Background: Uterine sarcoma (US) is a rare type of tumor characterized by aggressive clinical behavior and high recurrence rate. Its histopathological heterogeneity has led to a lack of consensus regarding risk factors that could guide the selection of optimal treatment strategies for this pathology.
Aim: To investigate the factors influencing treatment outcomes of US.
Materials and methods: We conducted a retrospective analysis of the treatment outcomes of 107 women diagnosed with stage I-II US from 2010 to 2023. The follow-up period ranged from 1.0 to 156.0 months. Kaplan - Meier survival curves were used for the analysis of overall survival (OS) and recurrence-free survival (RFS) rates.

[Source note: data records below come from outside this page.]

PR #169, opened 2026-09-02
fix(security): route every user prompt through one sanitizing constructor

### LINKED ISSUE #166: Audit every entry point into the agent trust boundary
Follow-up from #162.

That PR was built assuming `ChatProcessor.process_turn` was *the* ingress. It was not — review found two more paths that reached the model without passing through it:

- `process_steer` appended steering text straight to history with `message_content=""`, so ingress sanitizing never saw it.
- `stream_acp_turn` derived the transcript from a stripped copy while passing the raw text to `_stream_prompt`, so the audit log and the executed prompt disagreed.

Both are fixed. The concern is that they were found one at a time by review rather than by enumeration, so there is no basis for believing the list is complete.

## Ask

Enumerate every path that can put text in front of the model — social, scheduled/cron, background agents, subagent delivery via `agent_inbox`, MCP, anything reaching `_stream_prompt` or `process_turn` directly — and confirm each sanitizes at ingress and derives its transcript from the same string it executes.

Worth considering a single choke point that all entry paths must call, so this cannot be reintroduced by adding a new one.

cyzus:
Closes #166.

## Why

Three entry points reached the model without sanitizing, and every one was found by review rather than by enumeration:

- `process_steer` appended steering text straight to history with `message_content=""`
- `stream_acp_turn` derived its transcript from a different string than it executed
- forking replayed stored display text

All three are fixed, but nothing suggested the list was complete — which is the actual issue. #166 asked for an enumeration plus a choke point so a new entry path can't reintroduce this.

## The enumeration

Every construction of `UserPromptPart` in `src/`:

| Site | Status before |
|---|---|
| `chat_processor.py:867` main turn | sanitized at ingress |
| `chat_processor.py:1556` steering | sanitized via `build_steering_text` |
| `context_compressor.py:717` summary request | fixed literal, no user text |
| `fork.py:46` fork from display rows | **unsanitized** |

Plus the two paths that don't construct one directly but feed the same boundary — ACP (`_stream_prompt`) and everything reaching `process_turn` (`a2a/executor`, `a2ui_routes`, `suzent_channel_routes`) — both of which are covered by their own ingress sanitizing.

`fork.py` is the one real gap this found: it rebuilds history from stored display rows, and rows from chats predating #162 can still contain raw delimiters.

## The choke point

`make_user_prompt_part()` builds every `UserPromptPart` and sanitizes on the way.

The part that matters is the guard: `test_no_module_builds_a_user_prompt_part_directly` scans `src/` and fails if any module constructs one directly. The helper on its own would just be a convention someone forgets — this is what keeps it closed. **I verified the guard fails on a planted violation** rather than assuming it would, having twice shipped tests in #162 that passed straight through the bug they were meant to catch.

## On `runtime_authored`

It's set only where this process wrapped the reminder itself, one line earlier. It says *who assembled the string*, not that the text is safe — a replayed token is still escaped, and there's a test for exactly that, since conflating the two is what caused the round-15 bearer-token bug.

## Tests

8 cases in `tests/core/test_user_prompt_choke_point.py`: the guard itself, plain and multimodal sanitizing, media passing through untouched, runtime-authored preserving a genuine reminder, runtime-authored still escaping a replayed token, and non-text content tolerated.

Suite 1756 passed, ruff clean. Ruff also caught a `NameError` I'd introduced in the steering path — the import wasn't in that scope.

### DIFF
--- a/src/suzent/core/chat_processor.py
+++ b/src/suzent/core/chat_processor.py
@@ -726,7 +726,7 @@ class ChatProcessor:
                     )
 
         # 6. Prepare Prompt or Resume
-        from pydantic_ai.messages import ModelRequest, UserPromptPart
+        from pydantic_ai.messages import ModelRequest
 
         if message_history is None:
             message_history = []
@@ -798,6 +798,7 @@ class ChatProcessor:
         # --- System Reminder Injection (includes per-turn RAG hook when memory enabled) ---
         from suzent.core.system_reminder import (
             build_combined_reminder,
+            make_user_prompt_part,
             sanitize_untrusted_text,
         )
 
@@ -863,7 +864,7 @@ class ChatProcessor:
                 content = [full_prompt, *agent_images]
             else:
                 content = full_prompt
-            parts = [UserPromptPart(content=content)]
+            parts = [make_user_prompt_part(content, runtime_authored=True)]
             new_request = ModelRequest(parts=parts)
             message_history.append(new_request)
 
@@ -1548,11 +1549,13 @@ class ChatProcessor:
             await remove_pending_approvals(chat_id, cancelled_tool_call_ids)
 
         # 4. Append steering message
-        from pydantic_ai.messages import ModelRequest, UserPromptPart
+        from pydantic_ai.messages import ModelRequest
+
+        from suzent.core.system_reminder import make_user_prompt_part
 
         steering_text = build_steering_text(steer_message)
         message_history.append(
-            ModelRequest(parts=[UserPromptPart(content=steering_text)])
+            ModelRequest(parts=[make_user_prompt_part(steering_text)])
         )
 
         # 5. Start new agent run via process_turn with pre-built history
--- a/src/suzent/core/context_compressor.py
+++ b/src/suzent/core/context_compressor.py
@@ -710,15 +710,13 @@ class ContextCompressor:
             return messages[:1] + messages[end_index:]
 
         # Phase 6 — improved synthetic summary framing
-        from pydantic_ai.messages import UserPromptPart
+        from suzent.core.system_reminder import make_user_prompt_part
 
         summary_request = ModelRequest(
             parts=[
-                UserPromptPart(
-                    content=(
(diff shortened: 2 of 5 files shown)


cyzus:
@codex review

cyzus:
Confirmed and fixed in `79479f07`.

Correct. I exempted the whole module on the reasoning that it references `UserPromptPart` in imports and `isinstance` checks — but the pattern matches constructor calls, so neither of those trips it. Checked: `chat_processor.py` had **zero** matches, so the exemption bought nothing and blanket-excused the one file most likely to grow a new prompt path.

Now only the helper's own module is exempt, and that exemption is bounded — a second construction site there fails too. Added a test pinning why no module needs a blanket pass (`import` and `isinstance(part, UserPromptPart)` don't match; `UserPromptPart(content=x)` does), so the reasoning is checked rather than left in a comment.

Verified by planting a raw construction in `chat_processor.py` and confirming the guard now catches it at that path.

Suite 1758 passed, ruff clean.

cyzus:
@codex review

cyzus:
Both confirmed and fixed in `3978d18e`.

**TextContent items (P2):** correct. `TextContent` is a string tagged with metadata and its `content` field is what reaches the LLM, but the helper treated every non-`str` item as opaque media. So the choke point had a hole in the one code path added to close holes. Clean items are returned unchanged rather than rebuilt.

**Line-based scanning (P2):** correct, and the more useful of the two. A call split across lines and an aliased import are both valid Python that the regex could not see, so the guard would stay green while production code built an unsanitized prompt — a guard blind to the thing it guards against is worse than none, because it justifies not looking. It now parses each module, resolves the names bound to the class including aliases, and walks `Call` nodes.

I verified this the way I verified the original: planted an aliased, line-split construction in `fork.py` and confirmed the guard reports it (`core/fork.py:208: constructs UPP`). The previous regex version does not catch that case, which is the point.

6 new tests: synthetic fixtures for split calls and aliases, imports and `isinstance` still ignored, plus `TextContent` sanitized and clean instances passed through by identity.

Suite 1764 passed, ruff clean.

cyzus:
@codex review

The correlation between the studied parameters was analyzed including relative risk (odds ratio, OR) and correlation coefficient.
Results: The assessment of OR allowed us to identify the following prognostic factors with a negative impact on the 5-year OS and RFS of patients with US: differentiation grade G3, necrotic areas in tumor tissue, lymphovascular invasion, high mitotic activity (11 or more mitoses per 10 HPF), nuclear atypia 4+, negative ER and PR statuses, and high Ki-67 expression.
Conclusions: Survival of patients with US depends on tumor grade, necrosis, and lymphovascular invasion of tumor tissue; mitotic activity and nuclear atypia; ER and PR statuses; and the level of Ki67 expression.